Just as William Faulkner’s home Rowan Oak is owned by the University of Mississippi, which hosts an annual Faulkner and Yoknapatawpha Conference in Oxford, Mississippi, the Cash home is owned by Arkansas State University, which hosts an annual Johnny Cash Heritage Festival in Dyess. The festival features scholarly lectures, films, and has hosted performers like Rosanne Cash and other members of the Cash family, Marty Stuart, and Kris Kristofferson. 

Both the preservation of the Cash home and the festival were the dream of Ruth Hawkins, who ended her 41-year career at Arkansas State University in 2019. Inspired by the story of Johnny Cash, Hawkins crafted a partnership that transformed both her university and the Arkansas Delta, as she secured grants from the National Endowment for the Humanities, the National Park Service, Save America’s Treasures, and the State of Arkansas for more than 15 million dollars to support preservation projects in the Arkansas Delta.  
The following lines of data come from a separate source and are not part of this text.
PR #2321, opened 2025-01-22
allow options tab to scroll

sensei-hacker:
As requested by @b14ckyy 

Old:

image

New:

image

### DIFF
--- a/src/css/main.css
+++ b/src/css/main.css
@@ -512,6 +512,8 @@ input[type="number"]::-webkit-inner-spin-button {
     background-color: white;
     border-radius: 5px;
     z-index: 10000;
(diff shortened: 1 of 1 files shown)


src/css/main.css
```diff
@@ -1993,7 +1995,6 @@ dialog {
         height: 24px;
         padding-bottom: 0;
         margin-bottom: 5px;
-        float: left;
```
mmosca, line 1996: Was this change intended? Or accidental?

sensei-hacker: That is intentional. Unfortunately I can't check every possible scenario with every possible label for side effects, but it does only apply on the narrow screen view.

Issue #2324, opened 2025-01-24
[INAV 8.0.0] Mixer speed value overflow


davidk-ro:
In the Mixer tab, setting speed larger than 127us/s causes overflow (e.g. set 128us/s will cause it to display -127us/s)
The value should be an unsigned char 8bit or at least some check so it can't overflow.

sensei-hacker:
Fixed in https://github.com/iNavFlight/inav-configurator/pull/2326 , assuming that gets merged.

PR #2326, opened 2025-01-25
servo mixer send uint values

sensei-hacker:
In the servo mixer, the following are **UN**signed ints:

Servo number
Input source
Speed

Because they populate a servoMixer_t:
https://github.com/iNavFlight/inav/blob/d1ef85e82d8aa5bb8b85e518893c8e4f6ab61d6e/src/main/flight/servos.h#L128

They are read as unsigned values:
https://github.com/iNavFlight/inav/blob/d1ef85e82d8aa5bb8b85e518893c8e4f6ab61d6e/src/main/fc/fc_msp.c#L2271

See:
https://github.com/iNavFlight/inav-configurator/issues/2324


MrD-RC:
Could this be rebased on the 8.x.x branch. This should be in the next release.

PR #2328, opened 2025-01-26
Group nightly releases and limit to 10 nightlies per major

mmosca:
Should ensure we can see both 8.x.x nitghtlies and 9.x.x nightlies.

May still have issues if we have more than 50 releases in a row for 8.x.x or 9.x.x


mmosca:
@b14ckyy this is what I planned to do, on listing the releases. It is also easy to make sure it does not show nightlies older than configurator release, but that has not been implemented.

PR #2346, opened 2025-02-19
smartaudio 8 levels

sensei-hacker:
Companion to https://github.com/iNavFlight/inav/pull/10261 now that TBS is making some VTX units with 8 power levels.


bkleiner:
competing fix here https://github.com/iNavFlight/inav-configurator/pull/2202 might prefer ours because its so much simpler.

sensei-hacker:
Superseded by #2486 which dynamically reads power level count from firmware, making the hardcoded 8-level change unnecessary.

PR #2354, opened 2025-03-07
Add vertical throttle gauge

MrD-RC:
- Added functionality to configurator
- Updated analogue fonts
- Updated digital fonts
- Added new font symbols to `INAV Character Map.md`

Goes with https://github.com/iNavFlight/inav/pull/10725


antlestxp:
I don't see the new graphic with DJI air units. Is DJI missing the character set to display it?

Issue #2369, opened 2025-04-20
Geozones causing issues with missions


breadoven:
Trying to add a multimission in Mission Control without FC connected. Works OK for a while then the following errors start appearing which causes the whole thing to crash.

2025-04-20 @ 11:07:44 -- Unexpected error: Cannot read properties of null (reading 'geozoneCount')

2025-04-20 @ 11:07:52 -- Unexpected error: Cannot read properties of null (reading 'geozoneCount')

2025-04-20 @ 11:07:54 -- Unexpected error: Cannot read properties of null (reading 'geozoneCount')

2025-04-20 @ 11:08:00 -- Unexpected error: Cannot read properties of undefined (reading 'getLonMap')

2025-04-20 @ 11:08:03 -- Unexpected error: Cannot read properties of null (reading 'geozoneCount')

2025-04-20 @ 11:08:06 -- Unexpected error: Cannot read properties of undefined (reading 'getLonMap')

2025-04-20 @ 11:08:11 -- Unexpected error: Cannot read properties of null (reading 'geozoneCount')

2025-04-20 @ 11:08:19 -- Unexpected error: Cannot read properties of undefined (reading 'getLonMap')

2025-04-20 @ 11:08:25 -- Unexpected error: Cannot read properties of null (reading 'geozoneCount')

2025-04-20 @ 11:08:30 -- Unexpected error: Cannot read properties of undefined (reading 'getLonMap')

2025-04-20 @ 11:08:34 -- Unexpected error: Cannot read properties of undefined (reading 'getLonMap')

2025-04-20 @ 11:08:38 -- Unexpected error: Cannot read properties of undefined (reading 'getLonMap')

2025-04-20 @ 11:08:40 -- Unexpected error: Cannot read properties of undefined (reading 'getLonMap')

2025-04-20 @ 11:08:45 -- Unexpected error: Cannot read properties of undefined (reading 'getLonMap')

2025-04-20 @ 11:09:16 -- Unexpected error: Cannot read properties of undefined (reading 'getMultiMissionIdx')

2025-04-20 @ 11:09:17 -- Unexpected error: Cannot read properties of undefined (reading 'getMultiMissionIdx')

It's also noticeable that adding a mission is erratic. Several mouse clicks are required to do things such as adding WPs, selecting WPs etc. All very sluggish and erratic.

To integrate these sites into the university’s academic program, Hawkins created a Heritage Sites Program that awards doctorates to students whose research focuses on historical sites in the region. Hawkins recruited Clyde Milner as director of the program. A distinguished historian who did his doctorate in western history at Yale under Howard Lamar, Milner used the heritage sites as a laboratory for research by faculty colleagues and their students. His students included Minnijean Brown-Trickey, one of the Little Rock Nine who integrated Central High School in 1957. 

Johnny Cash lying on sofa with June Cash standing next to him.
Photo caption

Johnny and June relax on the porch of his Dyess family home, where his parents raised seven children.  
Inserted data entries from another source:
PR #2381, opened 2025-05-30
adding Ukrainian translations from crowdin

smsnvc:
Adding Ukrainian translations to keep Ukrainian version 100% translated


sensei-hacker:
Is there anyone who can independently take a look at this, double-check it?

bfmvsa:
Looks good for me. But I am not sure we need to translate 
"currentLanguage": {
        "message": "укр"
 },
 In other files we do not translate this. Probably we should add a comment there "Don't translate!"

sensei-hacker:
Yeah currentLanguage should be "uk".
Maybe I should have called that currentLanguageCode or similar.

smsnvc:
@bfmvsa , thanks a lot!

@sensei-hacker , I've changed currentLanguage to uk.

PR #2476, opened 2025-12-14
fix serial port open

error414:
**This PR needs review by someone who knows JS well.** 

I noticed that opening serial port is slow. The reasson is that serial port is not opened and configurator tries to write data serial port. It causes restart MSP quering and delay for opening configurator. 

The flow is:
```
Connecting to: COM5
connection.js:88  Connection opened with ID: 1, Baud: 115200

connectionSerial.js:121  Serial write error: Invalid serial port or port closed <-- IT'S NOT CORRECT
serial_queue.js:285      Force free hard lock
serial_queue.js:146      MSP data request timed-out: 1

intervals.js:114  Killing all intervals except:
  - global_data_refresh
  - msp-load-update
  - ltm-connection-check

fc.js:205  Generating AUX_CONFIG
```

—Joel Baldwin, Look Collection, Library of Congress 

Hawkins recalled how, when she first saw the Cash home, it was “in terrible condition. Its foundation of concrete piers had fallen over, and the home had sunken in the middle.” To raise support for the home, she used a video clip from Johnny Cash’s Dyess High School reunion, where Cash says, “It’s vital for us to remember to keep our feet on the ground, regardless of where we are or what we’re doing, and to go back to the things we were taught and were brought up on.”  

For Rosanne Cash, one of Johnny Cash’s daughters, her ancestral home summons a trove of memories. She recalls:  

I was twelve years old when my father took me to see his childhood home in Dyess, Arkansas. The house was boarded up, dilapidated, with brush all around the outside. I thought it was sad. 
   It was like a spiritual circle when I went back after Arkansas State restored the house. It was a gift of spiritual restoration for me and my family. 
   Hard work and the memory of that hard life inspired my father’s songs. The house is a physical remnant of those memories. Only a handful of the original 500 homes remain, and ours was close to disappearing. The home is a gift to both past and future generations of my family. 
   My grandmother raised seven children in that home, and they all picked cotton in the fields outside. I hope I have her tenacity as a modern working mother in New York City. My father learned lessons from his hard work in cotton fields. He applied those lessons in his work ethic, and I try to do the same. 

Today, the Dyess Colony is significantly reduced. From its 1936 high point of 2,500 residents, only 515 remained at the time of the 2000 census. Its significance as the home and inspiration for Johnny Cash’s iconic American music, however, is forever fixed in history. We can be grateful that Cash’s roots in the Arkansas Delta and his unparalleled musical career are preserved and interpreted in ways that touch the heart and broaden our understanding of the humanities.